* **What is expected**: Among the records below, find the lines with the word "interface" and copy them.

===============

PR #3079, opened 2025-08-25
NOISSUE - Replace interface{} with any

dborovcanin:
# What type of PR is this?
This is a refactor.

## What does this do?
It replaces `interface{}` with a more modern `any`.

There is no such issue.

N/A

N/A

### Notes
Any is equivalent to `interface{}` in all ways.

===============

* **Output for this exercise**:
NOISSUE - Replace interface{} with any
It replaces `interface{}` with a more modern `any`.
Any is equivalent to `interface{}` in all ways.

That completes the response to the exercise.